Data entries:
☆ ☆ ☆ ☆ ☆ ☆ ☆

PR #3149, opened 2026-02-02
Turtle Router Statistics: improve sorting, data formatting, and memory usage

jolavillette:
### Memory Usage Optimization
* **Dynamic UI Cleanup**: Overloaded [hideEvent()] to clear all `QTreeWidget` items when the dialog is hidden. This prevents keeping thousands of inactive `QTreeWidgetItem` objects in RAM when the statistics are not being actively viewed.
* **Display Limiting**: Restricted the **Tunnel Requests** list to the 100 most recent entries. This provides a sufficient window for sorting and analysis while preventing excessive memory consumption and UI sluggishness on highly active routing nodes.
* **Resource Management**: Implemented [TurtleTreeWidgetItem] to handle numeric and complex string sorting efficiently without redundant data duplication.

### DIFF
--- a/retroshare-gui/src/gui/statistics/TurtleRouterDialog.cpp
+++ b/retroshare-gui/src/gui/statistics/TurtleRouterDialog.cpp
@@ -356,7 +356,7 @@ void TurtleRouterDialog::updateTunnelRequests(	const std::vector<std::vector<std
 	}
 	top_level_s_requests->setText(0, tr("Search requests") + " (" + QString::number(search_reqs_info.size()) + ")" ) ;
 
-	uint32_t limit = std::min((uint32_t)tunnel_reqs_info.size(), (uint32_t)100);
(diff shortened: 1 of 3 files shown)


retroshare-gui/src/gui/statistics/TurtleRouterDialog.cpp
```diff
@@ -225,7 +200,27 @@ void TurtleRouterDialog::processSettings(bool bLoad)
 
 }
 
-bool sr_Compare( TurtleSearchRequestDisplayInfo m1,  TurtleSearchRequestDisplayInfo m2)  { return m1.age < m2.age; }
+void TurtleRouterDialog::hideEvent(QHideEvent *event)
+{
+	// Clear tree widgets to save memory (Cyril's recommendation)
```
csoler, line 205: just call _f2f_TW->clear(): it will cleanly delete all its items. No need to do it manually.

PR #3152, opened 2026-02-08
ADD: libavcodec-dev in Ubuntu workflows

JohannesKleine:


defnax:
Qt6 has no` QCameraInfo `more
i think you need rewrite code to can use qt5 or qt6 defines
image

JohannesKleine:
ok then my latest commit is here nonsense

G10h4ck:
AFAIU Qt5 is EOL so we should hurry up porting to Qt6 and get rid of Qt5 stuff

PR #3158, opened 2026-02-11
added missing initialization to rsevent handler

csoler:


csoler:
I'm merging this right away as it is a trivial bug fix.

PR #3159, opened 2026-02-12
fix GXS details not loading at startup, and Subscribe button not updating when subscribing

jolavillette:
fix GXS details not loading at startup, and Subscribe button not updating when subscribing

# Fix: GXS Channels/Forums Details (Startup) & Subscribe Button
This PR addresses two specific issues in GXS Channels and Forums GUI.
## 1. Missing Group Details at Startup
**Issue:**
Channel details (title, icon, description) were failing to load *at startup* in the details view.
**Fix:**
-   Modified `GxsChannelPostsModel.h` to expose `getChannelGroup()`, allowing the widget to correctly retrieve group data during its initialization phase.
## 2. Subscribe Button Not Updating
**Issue:**
The "Subscribe" button in the channel/forum view did not update to "Subscribed" after being clicked (it remained in the "Subscribe" state).
**Fix & Race Condition Resolution:**
-   We initially added a `SUBSCRIBE_STATUS_CHANGED` handler to update the button, but this introduced a side-effect: the group would remain in the "Popular" list instead of moving to "Subscribed".
-   This was caused by a race condition between the parent dialog (`GxsGroupFrameDialog`) refreshing its list and the child widget updating its button state concurrently.
-   **Final Solution:** Implemented a **1.5 second delayed async update** in `GxsChannelPostsWidgetWithModel.cpp` and `GxsForumThreadWidget.cpp`.
    -   This delay ensures the parent dialog finishes its list update *before* the button state update is triggered, solving both the button state and the list categorization issues.
## Modified Files
-   `retroshare-gui/src/gui/gxschannels/GxsChannelPostsModel.h`
-   `retroshare-gui/src/gui/gxschannels/GxsChannelPostsWidgetWithModel.cpp`
-   `retroshare-gui/src/gui/gxsforums/GxsForumThreadWidget.cpp`

### DIFF
--- a/retroshare-gui/src/gui/gxschannels/GxsChannelPostsWidgetWithModel.cpp
+++ b/retroshare-gui/src/gui/gxschannels/GxsChannelPostsWidgetWithModel.cpp
@@ -913,7 +913,7 @@ void GxsChannelPostsWidgetWithModel::handleEvent_main_thread(std::shared_ptr<con
                         {
                              RsQThreadUtils::postToObject([this, info=channelsInfo[0]](){
                                  mGroup = info;
-                                 setSubscribeButtonText(info.mMeta.mGroupId, info.mMeta.mSubscribeFlags, info.mMeta.mPop);
+                                 insertChannelDetails(mGroup);
                              }, this);
                         }
                     });
--- a/retroshare-gui/src/gui/gxschannels/GxsChannelPostsWidgetWithModel.cpp
+++ b/retroshare-gui/src/gui/gxschannels/GxsChannelPostsWidgetWithModel.cpp
@@ -899,28 +899,19 @@ void GxsChannelPostsWidgetWithModel::handleEvent_main_thread(std::shared_ptr<con
         {
             if(e->mChannelGroupId == groupId())
             {
-                // Async update of subscription status to avoid blocking the GUI thread with waitToken
-                // Delayed by 1.5s to avoid conflict with GxsGroupFrameDialog's own update (which requests all groups)
-                // This prevents the bug where the group remains in "Popular" instead of moving to "Subscribed"
-                RsGxsGroupId grpId = groupId();
-                QTimer::singleShot(1500, [this, grpId](){
-                    RsThread::async([this, grpId](){
-                        std::vector<RsGxsChannelGroup> channelsInfo;
-                        std::list<RsGxsGroupId> ids;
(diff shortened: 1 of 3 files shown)


retroshare-gui/src/gui/gxschannels/GxsChannelPostsWidgetWithModel.cpp
```diff
@@ -895,6 +895,33 @@ void GxsChannelPostsWidgetWithModel::handleEvent_main_thread(std::shared_ptr<con
         }
         break;
 
+        case RsChannelEventCode::SUBSCRIBE_STATUS_CHANGED:
+        {
+            if(e->mChannelGroupId == groupId())
+            {
+                // Async update of subscription status to avoid blocking the GUI thread with waitToken
+                // Delayed by 1.5s to avoid conflict with GxsGroupFrameDialog's own update (which requests all groups)
+                // This prevents the bug where the group remains in "Popular" instead of moving to "Subscribed"
```
csoler: I think it's a bad way to fix things. You can't rely on a timer like this to delay something hoping that everything else that could cause a conflicts is already finished.

csoler: The problem is probably elsewhere.

retroshare-gui/src/gui/gxsforums/GxsForumThreadWidget.cpp
```diff
@@ -404,6 +416,33 @@ void GxsForumThreadWidget::handleEvent_main_thread(std::shared_ptr<const RsEvent
...
             break;
+
+        case RsForumEventCode::SUBSCRIBE_STATUS_CHANGED:
+        {
+            if(e->mForumGroupId == mForumGroup.mMeta.mGroupId)
+            {
+                // Async update of subscription status to avoid blocking the GUI thread with waitToken
+                // Delayed by 1.5s to avoid conflict with GxsGroupFrameDialog's own update (which requests all groups)
+                // This prevents the bug where the group remains in "Popular" instead of moving to "Subscribed"
+                RsGxsGroupId grpId = mForumGroup.mMeta.mGroupId;
```
csoler: same comment as above: you cannot trust this way of fixing things.

csoler (commented):
Fixing things by delaying them is not really reliable. The problem is probably elsewhere.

☆ ☆ ☆ ☆ ☆ ☆ ☆

• TASK: Where a line above holds the string "think", copy that line.

• PROBLEM SOLUTION:
i think you need rewrite code to can use qt5 or qt6 defines
csoler: I think it's a bad way to fix things. You can't rely on a timer like this to delay something hoping that everything else that could cause a conflicts is already finished.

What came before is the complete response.